Given data ->
PR #164, opened 2018-06-13
UIEH-392 Validate Package URL Query Parameters

elrickvm:
## Purpose
When making a search request a Client has the ability to send URL Query Parameters along with the request to filter down the search result or data set that is returned. This request and Query Parameters are then translated and sent off to RMAPI who then responds with the results or data that the client requests. As long as the Query Parameters values are acceptable with RMAPI then all is fine. However, when the values that sent under Query Parameters those would pass through and be sent to RMAPI which would sometimes cause RMAPI to error out, or respond with a 200 but actually not accepting the invalid Query Parameters. We are making a spot gap before those invalid Query Parameters are requested to RMAPI.

### JIRA
https://issues.folio.org/browse/UIEH-392

## Approach
Validate Each accepted Query Parameter

## Screenshots
Example of passing invalid Query Parameters
screen shot 2018-06-13 at 7 16 36 pm


app/controllers/validation/package_query_parameters.rb
```diff
@@ -0,0 +1,41 @@
...
+    def initialize(params = {})
+      filters = params.fetch(:filter, nil)
+      @sortFilter = params[:sort]
+      @selectedFilter = hash?(filters) ? get_filter(filters, :selected) : filters
+      @contentTypeFilter = hash?(filters) ? get_filter(filters, :type) : filters
+    end
+
+    private
+
+    def get_filter(hash, key)
```
sadatay: thiiis might be overkill. i'm all for single responsibility principle but hash already has the responsibility of doing hash lookups so why not just hit it head-on whence this method is invoked.


lil_tree

sadatay:
so most APIs would just ignore invalid query params - i'm not sure how this made it to implementation without someone piping up about that but i'm sorry for missing it earlier.  if we do want to implement it for some reason, this is a reasonable way to do it and is tested from all angles 👍.  i just think it looks like a bike shed no matter how you approach it

sadatay (approved):

sduvvuri-ebsco (approved):
Looks pretty good Elrick!

PR #165, opened 2018-06-13
UIEH-378: RAML Descriptors for Title Resources

sadatay:
We are using RAML to express our API contract in a commonly consumed
format that is spoken in one way or another by many modern web
development ensembles.  We can then publish this as a both a source of
human-readable documentation for the non `ui-eholdings` API consumer
and a schema that can be consumed by tooling to create an interface
betwen modules or even to draft an outline of a module - anything
available to RAML is now available as an option we can offer to users.

This work covers the endpoints related to Title resources, based at `/eholdings/titles`.


elrickvm (approved):

ramls/examples/titles/titles_titleId_get_404_response.json
```diff
@@ -0,0 +1,5 @@
+{
+  "jsonapi": {
```
sduvvuri-ebsco: Don't we get any error response here? Like "Title Not Found" or similar?

sduvvuri-ebsco (commented):
Similarly, the example of response for titles_post_422_response.json might be incomplete. 
Also, wanted to just double check that we are running raml-cop script locally `./scripts/lint-raml-cop.sh` before merging it in. Overall, looks pretty good.

ramls/examples/titles/titles_titleId_get_404_response.json
sadatay: evidently not!  i have that marked down as minor bug to add today.  

screen shot 2018-06-14 at 1 05 14 pm

sadatay:
Fixed linting issues after getting bash 4 running.

While there is no 422 response represented here, it is because i could not find a path of code execution that would actually trigger it.  The two pathways one might use are:

1. Providing a payload that fails validation, but I was not able to get this to occur.  With valid json the endpoint seemingly accepted anything - it appears that an outdated validation file is being applied but why it passes I do not know.  Will be filing this behavior as a bug tonight.
2. Trigger a `JSON::ParseError` - any malformed JSON we send gets caught in the application controller, which hacks up a 404 before we get to any controller code.  

So functionally there are no 422s for this endpoint at this moment.

PR #166, opened 2018-06-14
Return a 400 Error response for invalid query parameters

elrickvm:
## Purpose
If a Client pass values in Query Parameters that are not valid or acceptable value return a 400 Error response with the Error Message.


sduvvuri-ebsco (approved):
Awesome, thanks @elrickvm!

sadatay (approved):
💯 x 4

Assignment -> Where a line of the records has the string "Validate", copy that line.

Result ->
UIEH-392 Validate Package URL Query Parameters
Validate Each accepted Query Parameter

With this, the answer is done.